There is a distinct shortage of nurses and assistant health practitioners within our health service – a shortage of 15,000 to be precise – so it seems counter-productive to be cutting investment at a time when we should be attracting applicants to study nursing. It is hard to see the logic in shifting the financial burden from the taxpayer to individual students, considering that, on average, 70 percent of students never fully repay their loans, meaning that the taxpayer ultimately foots the bill anyway.
But even if the government’s forecasts turn out to be correct, there is no telling what types of nurses and allied health professionals are likely to be trained under the new system. Without the financial guarantee which bursaries provide, universities may be tempted to cut the numbers of less popular, specialised courses like child psychology, while expanding upon popular courses such as physiotherapy. HEE warns that,
“If the commissioning of education is not efficient and effective, then attrition potentially goes up, people leave the courses or graduate with the wrong attitude…this impacts on the tax payer in a number of ways.”
By replacing workforce plans designed to meet the needs of the NHS with a system driven by market values, it is possible that an unfunded system could result in a shortage of highly valued and specialised nurses and AHPs, while unneeded specialities become flooded with new graduates. As none of this training will have occurred with specific vacancies in mind some graduates may find themselves struggling to find a job, despite having incurred thousands of pounds of student debt.
The political choice to detach recruitment from the needs of the NHS runs the risk that many graduates may end up taking jobs elsewhere. One particular weakness of government-funded places was that graduates could take up jobs within the private sector or abroad, with absolutely no obligation to work within the NHS after they graduated. But whilst the bursary system was far from perfect, the new system does even less to incentivise people to study nursing in the first place and to pursue careers within the health service.
What is particularly uncertain is who exactly will be responsible for meeting the workforce needs of the NHS once funded places have been completely abolished. If HEE remains ultimately accountable for NHS staffing, it will have to look at other non-financial incentives and soft ‘nudging’ to convince people to take up nursing in spite of the associated debts.

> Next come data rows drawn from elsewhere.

PR #15, opened 2020-05-12
Switches

illright:


src/switch/switch.svelte
```diff
@@ -0,0 +1,38 @@
...
+
+  let _class = null;
+  export { _class as class };
+  export let inputClass = null;
+  export let trackClass = null;
+  export let thumbClass = null;
+
+  export let value = false;
+  export let disabled = false;
+  export let slotLeft = false;
```
aabounegm, line 13: I feel like the slot will almost always be used just for a label, so I feel like the name `labelLeft` would be more appropriate.

src/switch/switch.svelte
```diff
@@ -0,0 +1,38 @@
...
+<label class={classes('switch', _class)}>
+  {#if slotLeft}
+    <slot />
+  {/if}
+  <input
+    bind:checked={value}
+    type="checkbox"
+    class={inputClass}
+    {disabled}
+    on:change={(e) => dispatch('change', { value: e.target.checked })}
```
aabounegm, line 27: Same comment as in #14 about dispatched events
```suggestion
    on:change
```

src/switch/switch.svelte
illright: This is kind of for consistency with Checkbox and RadioButton, which also have a `slotLeft` prop, while CheckboxGroup has `labelsLeft`. In that way, the Checkbox and RadioButton components are meant to be used sparingly, where extra customization is needed, and in that case the `slotLeft` name wouldn't scare people away. As for the switch, again, consistency.

src/switch/switch.svelte
illright: Same thing, to be fixed later

PR #17, opened 2020-05-16
Tabs

illright:


src/tab/tab.svelte
```diff
@@ -0,0 +1,34 @@
...
+  export let group = null;
+  export let disabled = false;
+  export let ripple = true;
+
+  const dispatch = createEventDispatcher();
+</script>
+
+<label class={classes('tab', _class)}>
+  <input
+    bind:group
```
aabounegm, line 21: I cannot find the attribute named `group` anywhere in the [MDN docs](https://www.youtube.com/watch?v=rNr_0TUXmAA). Did you mean `name`?

src/tab/tab.svelte
```diff
@@ -0,0 +1,34 @@
...
+    {value}
+    type="radio"
+    class={inputClass}
+    {disabled}
```
aabounegm, line 25: Isn't it redundant to include it as a prop when it can just be passed in `$$restProps` since it is not used anywhere else? (unlike `value`, which is used elsewhere.)

src/tab/tab.svelte
illright: No, this is Svelte-specific. This would be the value of the currently selected radiobutton

illright: Nice link, btw :p

src/tab/tab.svelte
illright: I suppose I just wanted to document this prop to let people know that this is the way to disable tabs

src/tab/tab.svelte
aabounegm: Oops, Windows clipboard did it again 😅. Fixed link.
Not sure why Svelte did this when we have the `name` attribute, but ok

src/tab/tab.svelte
aabounegm: Documenting can be done in the documentation. I personally don't check out the source code unless I meet some weird behavior I need to explain

illright: Yeah, but it doesn't feel right to document a prop that isn't actually there.

src/tab/tab.svelte
illright: The `name` attribute serves a different purpose. `name` defines a group of radiobuttons, while the `group` attribute contains a value of the currently selected radiobutton, the same for all radiobuttons.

While the rest of the NHS is supposedly getting to grips with Sustainability and Transformation Plans and the devolution of healthcare, the removal of nursing bursaries seems to relinquish some of the control which would make local workforce plans easier to plan and carry out. The full effect of these bursary cuts will not be felt until 2020, when the first cohort of students who enrolled in 2017 will finish their courses. If Labour were to win the next general election, therefore, they could find themselves having to explain an NHS workforce crisis conceived under the Tories.